Director, First Year Experience
"Nearly all great civilizations that perished did so because they had crystallized, because they were incapable of adapting themselves to new conditions, new methods, new points of view. It is as though people would literally rather die than change.” - Eleanor Roosevelt
- Leisa Flynn, MBA, Ph.D.
Chair and Professor of Marketing and Fashion Merchandising
For me learning is about believing in yourself, preparation and practice. When I want to do something well I am always prepared to do it poorly at first. If I get it right the first time that is beginners luck and I go back and do it again. Learning a song, understanding a tough concept, baking a great cake, writing a great essay, you have to be prepared to throw out the rough drafts on all of them.
- Stradford Goins
Luckyday Scholar, senior math major
- Julie Howdeshell
Director, Quality Enhancement Program
- Susan Hrostowski, Ph.D., LMSW
Assistant Professor, School of Social Work
My manifesto would be “All that is required for evil to prosper is for good [people] to do nothing.” Dr. Michael Forster, now dean of the College of Health, was my professor for several classes in the MSW program, and he had a phrase, “agitate for change.” He taught me much and inspired me to keep on agitating!
- Jeffrey Kaufmann, Ph.D.
Associate Professor, Department of Anthropology and Sociology
When I was a sophomore undergraduate student at Montana State University, fresh off the ranch and from a country school with 16 graduating in my senior class, I took my first anthropology and philosophy classes. I had never even heard about the subjects before, but, being eager to fill my mind with ideas beyond horses and cows, I jumped in with both feet. I credit my first philosophy teacher for inspiring me to become a university professor.

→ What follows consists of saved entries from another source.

Issue #1808, opened 2021-09-14
HTTP2 - Round-robining streams across a minimum setting of connections


crankydillo:
We leverage L4 load balancers for distributing load, resiliency needs, etc.  We are thinking 2 additions (likely opt-in) to the HTTP2 pool could help us in this regard:

1. The HTTP2 pool maintains a minimum number of connections before opening additional streams.
2. As it opens additional streams, it round-robins between the connections in the HTTP2 pool.  A fancier technique where it chooses the conn with the least number of open streams is likely better, but it's unclear yet if that is critical.

Some of the above was initially discussed [here](https://gitter.im/reactor/reactor-netty?at=6127c20913ac9b6b83969047).

violetagg:
@crankydillo Can you elaborate more on this `The HTTP2 pool maintains a minimum number of connections before opening additional streams.`

crankydillo:
Currently, you only get a new connection from the underlying pool if requests are made in parallel in certain ways or if you have exhausted the max streams on a connection.  In the latter case, that can result in max streams requests all getting sent to one server that sits behind an L4 load balancer.  What we want is to specify at the client level that the some minimum number of connections should be used to round-robin the streams.  With that, we get some client-side load-balancing of requests.  We also close connections from the server and are assuming that graceful handling of that will happen in the client.

crankydillo:
> @crankydillo Can you elaborate more on this `The HTTP2 pool maintains a minimum number of connections before opening additional streams.`

If the above doesn't help, my precise definition of that prhase is:

Up to some number (the minimum) the client will open a new connection when creating a new stream as opposed to creating an additional stream on a connection that is already in the HTTP/2 pool.

crankydillo:
@violetagg There is another aspect of this that we need to get clarity on.  We are hoping that new connections will be gated by this minimum pool size until max streams is reached.

For example, if we have:

```
HttpClient client = Http.builderStuff().maxConnections(256)).build();
final int concurrency = 100;
Flux.range(0, N)  // N often, but not guaranteed to, exceed concurrency level
   .flatMap(i -> clientCall(client), concurrency)
   .subscribe();
```

[...]

PR #2091, opened 2022-03-09
[1808] For HTTP/2 Use a minimum num of socket connections..

crankydillo:
before spawning multiple streams on any given socket connection.

Just shooting for some early feedback.

 #1808

### DIFF
--- a/reactor-netty-http/src/main/java/reactor/netty/http/Http2SettingsSpec.java
+++ b/reactor-netty-http/src/main/java/reactor/netty/http/Http2SettingsSpec.java
@@ -85,6 +85,14 @@ public final class Http2SettingsSpec {
 		 * @return {@code this}
 		 */
 		//Builder pushEnabled(boolean pushEnabled);
+
+		/**
+		 * Sets the {@code SETTINGS_MIN_CONNECTIONS} value.
+		 *
+		 * @param minConnections the {@code SETTINGS_MIN_CONNECTIONS} value
+		 * @return {@code this}
+		 */
+		Builder minConnections(int minConnections);
 	}
 
 	/**
@@ -157,6 +165,16 @@ public final class Http2SettingsSpec {
 		return pushEnabled;
 	}
 
+	/**
+	 * Returns the configured minimum connections to create before adding more than one stream.
+	 * Defaults to 0.
+	 *
+	 * @return TODO
+	 */
+	public int minConnections() {
+		return minConnections;
+	}
+
 	@Override
 	public boolean equals(Object o) {
 		if (this == o) {
@@ -171,7 +189,8 @@ public final class Http2SettingsSpec {
 				Objects.equals(maxConcurrentStreams, that.maxConcurrentStreams) &&
 				Objects.equals(maxFrameSize, that.maxFrameSize) &&
 				maxHeaderListSize.equals(that.maxHeaderListSize) &&
-				Objects.equals(pushEnabled, that.pushEnabled);
+				Objects.equals(pushEnabled, that.pushEnabled) &&
+				minConnections == that.minConnections;
 	}
 
 	@Override
@@ -185,6 +204,7 @@ public final class Http2SettingsSpec {
 	final Integer maxFrameSize;
 	final Long maxHeaderListSize;
 	final Boolean pushEnabled;
+	final int minConnections;
 
 	Http2SettingsSpec(Build build) {
 		Http2Settings settings = build.http2Settings;
@@ -194,10 +214,12 @@ public final class Http2SettingsSpec {
 		maxFrameSize = settings.maxFrameSize();
 		maxHeaderListSize = settings.maxHeaderListSize();
 		pushEnabled = settings.pushEnabled();
+		minConnections = build.minConnections;
 	}
 
 	static final class Build implements Builder {
 		final Http2Settings http2Settings = Http2Settings.defaultSettings();
+		private int minConnections;
 
 		@Override
 		public Http2SettingsSpec build() {
@@ -241,5 +263,12 @@ public final class Http2SettingsSpec {
 			return this;
 		}
 		*/
+
+		@Override
+		public Builder minConnections(int minConnections) {
+			this.minConnections = minConnections;
+			return this;
+		}
+
 	}
 }
--- a/reactor-netty-http/src/main/java/reactor/netty/http/client/Http2Pool.java
+++ b/reactor-netty-http/src/main/java/reactor/netty/http/client/Http2Pool.java
@@ -132,18 +132,29 @@ final class Http2Pool implements InstrumentedPool<Connection>, InstrumentedPool.
 
 	long lastInteractionTimestamp;
 
-	Http2Pool(PoolConfig<Connection> poolConfig, long maxLifeTime) {
-		if (poolConfig.allocationStrategy().getPermits(0) != 0) {
-			throw new IllegalArgumentException("No support for configuring minimum number of connections");
-		}
+	/**
+	 * The minimum amount of connections to create before creating more than 1 stream
+	 * on any given connection.
+	 */
+	int minConnections;
+
+	Http2Pool(PoolConfig<Connection> poolConfig, long maxLifeTime, int minConnections) {
 		this.clock = poolConfig.clock();
 		this.connections = new ConcurrentLinkedQueue<>();
 		this.lastInteractionTimestamp = clock.millis();
 		this.maxLifeTime = maxLifeTime;
 		this.pending = new ConcurrentLinkedDeque<>();
 		this.poolConfig = poolConfig;
+		if (minConnections < 0) {
+			throw new IllegalArgumentException("HTTP/2 minimum connections must be non-negative.");
+		}
+		this.minConnections = minConnections;
 
 		recordInteractionTimestamp();
+	}
+
+	Http2Pool(PoolConfig<Connection> poolConfig, long maxLifeTime) {
+		this(poolConfig, maxLifeTime, 0);
 	}
 
 	@Override
@@ -384,10 +395,15 @@ final class Http2Pool implements InstrumentedPool<Connection>, InstrumentedPool.
 		}
 	}
 
+	// TODO think on better names for this.  Some kind of signal that this only
+	// returns a connection from the
 	@Nullable
 	Slot findConnection(ConcurrentLinkedQueue<Slot> resources) {
 		int resourcesCount = resources.size();
-		while (resourcesCount > 0) {
+		// TODO this is the KEY idea.  I'm curious on reactor-netty's team
+		// thought on this.  Completely wrong place even if we do some name changes,
+		// cleanup, etc?
+		while (resourcesCount > (minConnections == 0 ? 0 : minConnections + 1)) {
 			// There are connections in the queue
 
 			resourcesCount--;
--- a/reactor-netty-http/src/main/java/reactor/netty/http/client/Http2ConnectionProvider.java
+++ b/reactor-netty-http/src/main/java/reactor/netty/http/client/Http2ConnectionProvider.java
@@ -444,7 +444,7 @@ final class Http2ConnectionProvider extends PooledConnectionProvider<Connection>
 			this.remoteAddress = remoteAddress;
 			this.resolver = resolver;
 			this.pool = poolFactory.newPool(connectChannel(), null, DEFAULT_DESTROY_HANDLER, DEFAULT_EVICTION_PREDICATE,
-					poolConFig -> new Http2Pool(poolConFig, poolFactory.maxLifeTime()));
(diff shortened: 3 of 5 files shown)


reactor-netty-http/src/main/java/reactor/netty/http/client/Http2Pool.java
```diff
@@ -384,10 +395,15 @@ else if (sig.isOnError()) {
...
+	// TODO think on better names for this.  Some kind of signal that this only
+	// returns a connection from the
 	@Nullable
 	Slot findConnection(ConcurrentLinkedQueue<Slot> resources) {
 		int resourcesCount = resources.size();
-		while (resourcesCount > 0) {
+		// TODO this is the KEY idea.  I'm curious on reactor-netty's team
+		// thought on this.  Completely wrong place even if we do some name changes,
+		// cleanup, etc?
+		while (resourcesCount > (minConnections == 0 ? 0 : minConnections + 1)) {
```
crankydillo, line 406: @violetagg This is the crux of my proposal.  Definitely needs cleanup, but what do you think about this being a good place to force the creation of socket connections?  Honestly, I want to look a little higher up for this, but I am curious if you are fundamentally opposed to this:)

reactor-netty-http/src/main/java/reactor/netty/http/Http2SettingsSpec.java
```diff
@@ -241,5 +263,12 @@ public Builder pushEnabled(boolean pushEnabled) {
 			return this;
 		}
 		*/
+
+		@Override
+		public Builder minConnections(int minConnections) {
```
crankydillo, line 268: I'm a big fan of where I put this, but just going fast in the config area.  I really wanted config to be able to test different scenarios.  Otherwise, I would have just hard-coded in `Http2Pool`.

violetagg:
I was thinking more in the direction of utilising the AllocationStrategy, although I haven't looked this proposed solution in details.

reactor.pool.PoolBuilder#sizeBetween
reactor.pool.AllocationStrategies.SizeBasedAllocationStrategy

crankydillo:
My colleague will be happy to hear that.  My first, super quick attempt was based on `AllocationStrategy`, but it failed.  In hindsight, I could have had some problems with my test, as I had to make several changes to it.  I planned on looking at `allocationStrategy` again, but I'm kind of operating on my own time at this point.  I did feel badly about using `findConnection`, but I did plan on some name changes to smooth over some of that.  Regardless, if an existing algo/design solves the problem, it should be leveraged!

I may be able to squeeze another look at this tomorrow before work starts.

And of course, if you submit a PR, I will gladly just consume it:P

violetagg:
> And of course, if you submit a PR, I will gladly just consume it:P

Unfortunately I don't have anything on my side for the moment.

crankydillo:
No worries @violetagg.  It wasn't expected;)  The `sizeBetween` minimum does sound exactly like what we want.  I sure thought I had that correctly done for the (socket) pool, but I must have done something silly.  Just one more question, what would be the deadline for a PR that has a chance of getting into the 1.0.17 release?

violetagg:
> No worries @violetagg. It wasn't expected;) The `sizeBetween` minimum does sound exactly like what we want. I sure thought I had that correctly done for the (socket) pool, but I must have done something silly. Just one more question, what would be the deadline for a PR that has a chance of getting into the 1.0.17 release?

today and tomorrow

violetagg:
Just to summarise that I understand the requirement correctly:

We want to have minimum size for the cached resources in the pool. When acquiring if we are below that size instead of using a cached resource we want to take a new one so that we can again reach this minimum size of cached resources?

In addition to that if there are no at all resources in the pool (empty), we want to create only resource at the minimum size and not beyond?

crankydillo:
Ultimately, we are trying to get some HTTP/2 load spread in L4 load balancer scenarios.

> Just to summarise that I understand the requirement correctly:
> 
> We want to have minimum size for the cached resources in the pool. When acquiring if we are below that size instead of using a cached resource we want to take a new one so that we can again reach this minimum size of cached resources?

I think this is right, but I do want to speak in concrete terms.  For HTTP/2 requests, we want to have a minimum size for socket connections that will be maintained before creating additional streams on any given socket connection.  In other words, you'd never (ignoring existing HTTP/2 streams) have a socket connection with multiple streams created on it until you have reached the minimum socket connection size.

Honestly, I think we want this minimum socket connection even for HTTP/1 requests, because it would allow some startup optimizations, but I may be misremembering.  Regardless, it is not a requirement for our current HTTP/2 need.

> In addition to that if there are no at all resources in the pool (empty), we want to create only resource at the minimum size and not beyond?

For this, you are referring to maintaining a constant set of resources (whether socket connection or HTTP/2 stream)?  If so, that would be nice, but I'm not sure it's a hard requirement.

If so, I really need to talk to my team about that.  I think we are OK with that, but want to double check.  Personally, I don't think it's a _hard_ requirement for what we need.

Hope this makes sense.

/cc @anilgursel

crankydillo:
If you use reactor-pool's sizeBetween(5, 10), does that mean it will ‘always' keep the pool populated with 5 'resources’? Or will it only do it if there is demand for at least 1 resource and non exist in the pool? In other words, imagine you are pooling socket connections in reactor-netty's HTTP client and tried to use sizeBetween. If there are no requests and all existing connections get evicted due to server severing them, will the sizeBetween-created pool respond to that and create new connections even if there are no current requests? My read of the javadoc for sizeBetween suggests the answers are No/Yes (doc talks about being driven by acquisition).  Honestly, I should look at the code.  I'll try to create time for that:)

We can take this to gitter if you prefer.  However, I don't think I have many more questions like this.

violetagg:
> Ultimately, we are trying to get some HTTP/2 load spread in L4 load balancer scenarios.
> 
> > Just to summarise that I understand the requirement correctly:
> > We want to have minimum size for the cached resources in the pool. When acquiring if we are below that size instead of using a cached resource we want to take a new one so that we can again reach this minimum size of cached resources?
> 
> I think this is right, but I do want to speak in concrete terms. For HTTP/2 requests, we want to have a minimum size for socket connections that will be maintained before creating additional streams on any given socket connection. In other words, you'd never (ignoring existing HTTP/2 streams) have a socket connection with multiple streams created on it until you have reached the minimum socket connection size.

Then I don't think your PR handles that because the current Http2Pool implementation NEVER keeps connections without active streams. If a connection is without active streams it is immediately returned to the HTTP11 pool (the parent pool).
See reactor.netty.http.client.Http2Pool#destroyPoolable

Most probably you need minimum size on the HTTP11 pool + warmup so that the pool will have this minimum resources at the beginning and when Http2 pool need a connection it will be there. (this is just guessing)

See more in the reactor pool javadoc
https://projectreactor.io/docs/pool/release/api/reactor/pool/PoolBuilder.html#sizeBetween-int-int-
https://projectreactor.io/docs/pool/release/api/reactor/pool/Pool.html#warmup--

Why I do not typically recommend something like this: most of the servers, load balancer etc. have idle timeout by default. For example Tomcat has `keepAliveTimeout` (The number of milliseconds this Connector will wait for another HTTP request before closing the connection. The default value is to use the value that has been set for the connectionTimeout attribute.), so even though that you will instruct the pool to open some number of connections, they might be close pretty soon because of this idle timeout setting.

> 
> Honestly, I think we want this minimum socket connection even for HTTP/1 requests, because it would allow some startup optimizations, but I may be misremembering. Regardless, it is not a requirement for our current HTTP/2 need.
> 
> > In addition to that if there are no at all resources in the pool (empty), we want to create only resource at the minimum size and not beyond?
> 
> For this, you are referring to maintaining a constant set of resources (whether socket connection or HTTP/2 stream)? If so, that would be nice, but I'm not sure it's a hard requirement. However, I really need to talk to my team about that. I think we are OK with that, but want to double check. Personally, I don't think it's a _hard_ requirement for what we need.
> 
> Hope this makes sense.
> 
> /cc @anilgursel

crankydillo:
Sorry for updating/deleting comments.  Trying to reduce burden on you.  I hope I didn't make it worse!

violetagg:
Take a look here (This is what HTTP11 can be implemented to support very easy however note the warning from my comment above for idle timeout)

https://github.com/reactor/reactor-pool/blob/31f839bf989563412e35e35f41745f9cea91a187/src/main/java/reactor/pool/SimpleDequePool.java#L227

https://github.com/reactor/reactor-pool/blob/31f839bf989563412e35e35f41745f9cea91a187/src/main/java/reactor/pool/SimpleDequePool.java#L443

crankydillo:
> > Ultimately, we are trying to get some HTTP/2 load spread in L4 load balancer scenarios.
> > > Just to summarise that I understand the requirement correctly:
> > > We want to have minimum size for the cached resources in the pool. When acquiring if we are below that size instead of using a cached resource we want to take a new one so that we can again reach this minimum size of cached resources?
> > 
> > 
> > I think this is right, but I do want to speak in concrete terms. For HTTP/2 requests, we want to have a minimum size for socket connections that will be maintained before creating additional streams on any given socket connection. In other words, you'd never (ignoring existing HTTP/2 streams) have a socket connection with multiple streams created on it until you have reached the minimum socket connection size.
> 
> Then I don't think your PR handles that because the current Http2Pool implementation NEVER keeps connections without active streams. If a connection is without active streams it is immediately returned to the HTTP11 pool (the parent pool). See reactor.netty.http.client.Http2Pool#destroyPoolable

I made a mistake.  I don't think we have to 'maintain' the minimum size.  The key aspect is to not create 2 active streams on any given socket (HTTP11) connection before reaching a minimum number of socket connections.  That is the most important thing.

> Most probably you need minimum size on the HTTP11 pool + warmup so that the pool will have this minimum resources at the beginning and when Http2 pool need a connection it will be there. (this is just guessing)

I'll look at this.  I definitely didn't try anything with warmup.  I just hacked my way to using `sizeBetween` on the HTTP11 pool and even there I might have made a mistake.  Ultimately, I couldn't get my test to pass.

> 
> See more in the reactor pool javadoc https://projectreactor.io/docs/pool/release/api/reactor/pool/PoolBuilder.html#sizeBetween-int-int- https://projectreactor.io/docs/pool/release/api/reactor/pool/Pool.html#warmup--

Will do.  I did not not notice `warmup`.

> Why I do not typically recommend something like this: most of the servers, load balancer etc. have idle timeout by default. For example Tomcat has `keepAliveTimeout` (The number of milliseconds this Connector will wait for another HTTP request before closing the connection. The default value is to use the value that has been set for the connectionTimeout attribute.), so even though that you will instruct the pool to open some number of connections, they might be close pretty soon because of this idle timeout setting.

That will be fine.  I hate that I may have turned this towards 'maintaining a pool size at all time', that is not required.  Our servers typically will be closing connections after a period of inactivity.

> > Honestly, I think we want this minimum socket connection even for HTTP/1 requests, because it would allow some startup optimizations, but I may be misremembering. Regardless, it is not a requirement for our current HTTP/2 need.
> > > In addition to that if there are no at all resources in the pool (empty), we want to create only resource at the minimum size and not beyond?
> > 
> > 
> > For this, you are referring to maintaining a constant set of resources (whether socket connection or HTTP/2 stream)? If so, that would be nice, but I'm not sure it's a hard requirement. However, I really need to talk to my team about that. I think we are OK with that, but want to double check. Personally, I don't think it's a _hard_ requirement for what we need.
> > Hope this makes sense.
> > /cc @anilgursel

Thanks again Violeta!  We'll see if we can get a PR in today or tomorrow.

violetagg:
@crankydillo @anilgursel Do you have progress on this PR?

violetagg:
@crankydillo @anilgursel Did you discuss the exact requirements that you have for this feature request?

crankydillo:
> @crankydillo @anilgursel Did you discuss the exact requirements that you have for this feature request?

Hello @violetagg .  Sort of hate to specify this here, given we have the open issue, but the requirements are based on the desire to have some HTTP/2 request load spread when using HTTP/2 and an L4 load balancer.  We are thinking it requires these features when making HTTP/2 requests:

- Some configurable, minimum number of socket connections are created before ever creating more than one stream on any given socket connection.
- When creating streams, choosing a socket connection is done in a round-robin fashion.

While thinking about this, I had a concern about the almost opposite problem, which revolves around creating more socket connections than needed for HTTP/2 requests.  That was mentioned [here](https://github.com/reactor/reactor-netty/issues/1808#issuecomment-931626065).  Dealing with this is not technically required for the L4 load-spread feature we request above, but it does seem related.

Hope this helps.

reactor-netty-http/src/main/java/reactor/netty/http/client/Http2Pool.java
crankydillo: Looking at [PR](https://github.com/reactor/reactor-netty/pull/2155/files), I now understand why this is not a good place.  Honestly, I should have looked at the calling code more.  I'm still a little confused by `drainLoop`, but I'm slowly getting there:)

I had never seen the likes of such a professor before; not because he was strange or unconventional or couldn't button his suit jacket, but because he was the first "academic" of whom I became aware. He was incredibly smart: he was a Kant scholar, but he also chaired the department, organized symposia on the likes of Thomas Jefferson, and took me along with his faculty to meet a scholar of Ludwig Wittgenstein--a philosopher of language whom I was studying at the time. I was shown kindness and respect by a professor whom I had thought, incorrectly, had more important things to do than put up with the likes of me.
His name was Gordon Brittan, and I wanted to "be like--not Mike--but Gordon." He came from California (PhD from UC-Irvine) and commuted each day to the Bozeman campus from his ranch on the other side of the Continental Divide, just outside Livingston, Montana (where the film "A River Runs through It" was filmed). In other words, he came to Bozeman to teach and to ranch; while I came to Bozeman to learn and to get away from the ranch.
I have found that after entering academia my life's track has certain similarities with Gordon's. And I do not think it is just a coincidence. Professors can have deep and lasting effects on their students. I am one of those students. I study how people in mainly African societies make a living and a way of life by herding cattle. I am also starting a new research project in Mississippi that looks at how ranching systems in the Piney Woods has contributed to environmental changes in, so to speak, USM's backyard.
- Kasey Mitchell, SGA President, senior management major
Some of the main tenets I strive to live by are motivation and empowerment. I strongly believe in doing my part to empower others to achieve their dreams. I believe that the Think Center is something that can be an enabler in those areas as well. By helping others to learn about themselves and their learning style, the center will be enabling them to accomplish anything they could wish for and more. That is why I support this place. That is why I am a part of this team.
- Aimée K. Thomas, Ph.D.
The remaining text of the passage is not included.